Search code examples
c#utf-8winsockutf8-decode

UTF8 Byte to String & Winsock GetStream


Well, I'm trying to convert a large information in bytes for string. (11076 length)

The problem in the end, the information is with missing characters. (length 10996)

Look:

enter image description here

The information is received by Winsock connection, look the proccess:

    public static void UpdateClient(UserConnection client)
    {
        string data = null;
        Decoder utf8Decoder = Encoding.UTF8.GetDecoder();

            Console.WriteLine("Iniciando");
            byte[] buffer = ReadFully(client.TCPClient.GetStream(), 0);
            int charCount = utf8Decoder.GetCharCount(buffer, 0, buffer.Length);
            Char[] chars = new Char[charCount];
            int charsDecodedCount = utf8Decoder.GetChars(buffer, 0, buffer.Length, chars, 0);

            foreach (Char c in chars)
            {
                data = data + String.Format("{0}", c);
            }

            int buffersize = buffer.Length;
            Console.WriteLine("Chars is: " + chars.Length);
            Console.WriteLine("Data is: " + data);
            Console.WriteLine("Byte is: " + buffer.Length);
            Console.WriteLine("Size is: " + data.Length);
            Server.Network.ReceiveData.SelectPacket(client.Index, data);
    }

    public static byte[] ReadFully(Stream stream, int initialLength)
    {
        if (initialLength < 1)
        {
            initialLength = 32768;
        }

        byte[] buffer = new byte[initialLength];
        int read = 0;

        int chunk;

        chunk = stream.Read(buffer, read, buffer.Length - read);

        checkreach:
            read += chunk;

            if (read == buffer.Length)
            {
                int nextByte = stream.ReadByte();

                if (nextByte == -1)
                {
                    return buffer;
                }

                byte[] newBuffer = new byte[buffer.Length * 2];
                Array.Copy(buffer, newBuffer, buffer.Length);
                newBuffer[read] = (byte)nextByte;
                buffer = newBuffer;
                read++;
                goto checkreach;
            }

        byte[] ret = new byte[read];
        Array.Copy(buffer, ret, read);
        return ret;
    }

Anyone have tips or a solution?


Solution

  • It's perfectly normal for UTF-8 encoded text to be more bytes than the number of characters. In UTF-8 some characters (for example á and ã) are encoded into two or more bytes.
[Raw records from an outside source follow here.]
PR #3444, opened 2024-04-23
Fixed Unnecessary Computation Issue Caused by `String.format()`

dukbong:
This PR improved the code by using Assert methods instead of throwing IllegalArgumentException in if-else statements.

- 33eb67a : fixed an issue where the computation was processed immediately due to instant evaluation, regardless of the Assert outcome.

- [ ] You have read the [Spring Data contribution guidelines](https://github.com/spring-projects/spring-data-build/blob/master/CONTRIBUTING.adoc).

### DIFF
--- a/spring-data-jpa/src/main/java/org/springframework/data/jpa/repository/query/JpaQueryMethod.java
+++ b/spring-data-jpa/src/main/java/org/springframework/data/jpa/repository/query/JpaQueryMethod.java
@@ -145,7 +145,7 @@ public class JpaQueryMethod extends QueryMethod {
 		this.annotationCache = new ConcurrentReferenceHashMap<>();
 
 		Assert.isTrue(!(isModifyingQuery() && getParameters().hasSpecialParameter()),
-				String.format("Modifying method must not contain %s", Parameters.TYPES));
+				() -> String.format("Modifying method must not contain %s", Parameters.TYPES));
 		assertParameterNamesInAnnotatedQuery();
 	}
 
--- a/spring-data-jpa/src/main/java/org/springframework/data/jpa/repository/query/JpaQueryMethod.java
+++ b/spring-data-jpa/src/main/java/org/springframework/data/jpa/repository/query/JpaQueryMethod.java
@@ -347,11 +347,9 @@ public class JpaQueryMethod extends QueryMethod {
 
 		String query = getAnnotatedQuery();
 
-		if (query != null) {
-			return query;
-		}
-
-		throw new IllegalStateException(String.format("No annotated query found for query method %s", getName()));
+		Assert.notNull(query, () -> String.format("No annotated query found for query method %s", getName()));
+		
+		return query;
 	}
 
 	/**
--- a/spring-data-jpa/src/main/java/org/springframework/data/jpa/repository/support/CrudMethodMetadataPostProcessor.java
+++ b/spring-data-jpa/src/main/java/org/springframework/data/jpa/repository/support/CrudMethodMetadataPostProcessor.java
@@ -119,10 +119,9 @@ class CrudMethodMetadataPostProcessor implements RepositoryProxyPostProcessor, B
 
 			MethodInvocation mi = currentInvocation.get();
 
-			if (mi == null)
-				throw new IllegalStateException(
-						"No MethodInvocation found: Check that an AOP invocation is in progress, and that the "
+			Assert.notNull(mi, "No MethodInvocation found: Check that an AOP invocation is in progress, and that the "
 								+ "CrudMethodMetadataPopulatingMethodInterceptor is upfront in the interceptor chain.");
+
 			return mi;
 		}
 
--- a/spring-data-jpa/src/main/java/org/springframework/data/jpa/repository/support/DefaultJpaContext.java
+++ b/spring-data-jpa/src/main/java/org/springframework/data/jpa/repository/support/DefaultJpaContext.java
@@ -61,17 +61,12 @@ public class DefaultJpaContext implements JpaContext {
 
 		Assert.notNull(type, "Type must not be null");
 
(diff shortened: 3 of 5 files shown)


spring-data-jpa/src/main/java/org/springframework/data/jpa/repository/query/JpaQueryMethod.java
```diff
@@ -347,11 +347,9 @@ public String getRequiredAnnotatedQuery() throws IllegalStateException {
 
 		String query = getAnnotatedQuery();
 
-		if (query != null) {
-			return query;
-		}
-
-		throw new IllegalStateException(String.format("No annotated query found for query method %s", getName()));
+		Assert.notNull(query, () -> String.format("No annotated query found for query method %s", getName()));
```
mp911de, line 350: This change changes behavior into throwing `IllegalArgumentException` instead of `IllegalStateException`. At that point, throwing an explicit `IllegalStateException` is fine so we should not change this method.

spring-data-jpa/src/main/java/org/springframework/data/jpa/repository/support/DefaultJpaContext.java
```diff
@@ -61,17 +61,12 @@ public EntityManager getEntityManagerByManagedType(Class<?> type) {
...
 
 		List<EntityManager> candidates = this.entityManagers.get(type);
 
-		if (candidates.size() == 1) {
-			return candidates.get(0);
-		}
-
-		throw new IllegalArgumentException(
-				String.format("%s managed by more than one EntityManagers: %s", type.getName(), candidates));
+		Assert.isTrue(candidates.size() == 1, () -> String.format("%s managed by more than one EntityManagers: %s", type.getName(), candidates));
```
mp911de, line 68: One thought for here: The control flow is being replaced with calls to `Assert`. While assertions are fine for method-entry checks, usage here is kind-of unexpected. Also, we're always creating a capturing lambda leading to a bit more GC pressure.

spring-data-jpa/src/main/java/org/springframework/data/jpa/repository/support/JpaMetamodelEntityInformation.java
```diff
@@ -299,9 +296,7 @@ public Class<?> getType() {
 			// lazy initialization of idType field with tolerable benign data-race
 			this.idType = tryExtractIdTypeWithFallbackToIdTypeLookup();
 
-			if (this.idType == null) {
-				throw new IllegalStateException("Cannot resolve Id type from " + type);
-			}
+			Assert.notNull(this.idType, () -> String.format("Cannot resolve Id type from %s", type));
```
mp911de, line 299: This change changes `IllegalStateException` to `IllegalArgumentException`

spring-data-jpa/src/main/java/org/springframework/data/jpa/repository/support/CrudMethodMetadataPostProcessor.java
```diff
@@ -119,10 +119,9 @@ static MethodInvocation currentInvocation() throws IllegalStateException {
 
 			MethodInvocation mi = currentInvocation.get();
 
-			if (mi == null)
-				throw new IllegalStateException(
-						"No MethodInvocation found: Check that an AOP invocation is in progress, and that the "
+			Assert.notNull(mi, "No MethodInvocation found: Check that an AOP invocation is in progress, and that the "
```
mp911de, line 122: This change changes behavior into throwing `IllegalArgumentException` instead of `IllegalStateException`.

mp911de (changes requested):
Excessive switching from `if` statements that throw an exception into `Assert` utility usage is counterintuitive in many places. There are also occurrences that change the thrown exception type.

It makes sense to revisit `Assert` usages in combination with `String.format` to defer message creation. However, in places that explicitly throw exceptions, we would like to keep the code as-is.
Once an exception is being thrown, we need to construct the message and that is a fine arrangement already.

dukbong:
> Excessive switching from `if` statements that throw an exception into `Assert` utility usage is counterintuitive in many places. There are also occurrences that change the thrown exception type.
> 
> It makes sense to revisit `Assert` usages in combination with `String.format` to defer message creation. However, in places that explicitly throw exceptions, we would like to keep the code as-is. Once an exception is being thrown, we need to construct the message and that is a fine arrangement already.

I apologize for negatively impacting the open-source project management.
I will close this PR and resubmit it with only the necessary operations from commit 33eb67a.

Before sending the PR, I will ensure that it is thoroughly checked multiple times.

I'm sorry again for the inconvenience caused.

dukbong:
> > Excessive switching from `if` statements that throw an exception into `Assert` utility usage is counterintuitive in many places. There are also occurrences that change the thrown exception type.
> > It makes sense to revisit `Assert` usages in combination with `String.format` to defer message creation. However, in places that explicitly throw exceptions, we would like to keep the code as-is. Once an exception is being thrown, we need to construct the message and that is a fine arrangement already.
> 
> I apologize for negatively impacting the open-source project management. I will close this PR and resubmit it with only the necessary operations from commit [33eb67a](https://github.com/spring-projects/spring-data-jpa/commit/33eb67a11dbc5eee6dae10636595e3f9c635071e).
> 
> Before sending the PR, I will ensure that it is thoroughly checked multiple times.
> 
> I'm sorry again for the inconvenience caused.

#3445

mp911de:
First of all, do not worry, and there's no need to apologize. We're happy to provide guidance.

Please also note that you can force-push into a pull request until the final merge so that you can reuse already open pull requests.

dukbong:
Oh, I wasn't aware of that. I have now created a separate PR for the parts that urgently need to be fixed. I'll keep this in mind and use it more effectively going forward.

    As the ReadFully method returns garbage if you try to use it to read more than fits in the initial buffer or if it can't read the entire stream with one Read call, you shouldn't use it. Also the way that the char array is converted to a string is extremely slow. Just use a StreamReader to read the stream and decode it to a string:

    public static void UpdateClient(UserConnection client) {
      string data;
      using (StreamReader reader = new StreamReader(client.TCPClient.GetStream(), Encoding.UTF8)) {
        data = reader.ReadToEnd();
      }
      Console.WriteLine("Data is: " + data);
      Console.WriteLine("Size is: " + data.Length);
      Server.Network.ReceiveData.SelectPacket(client.Index, data);
    }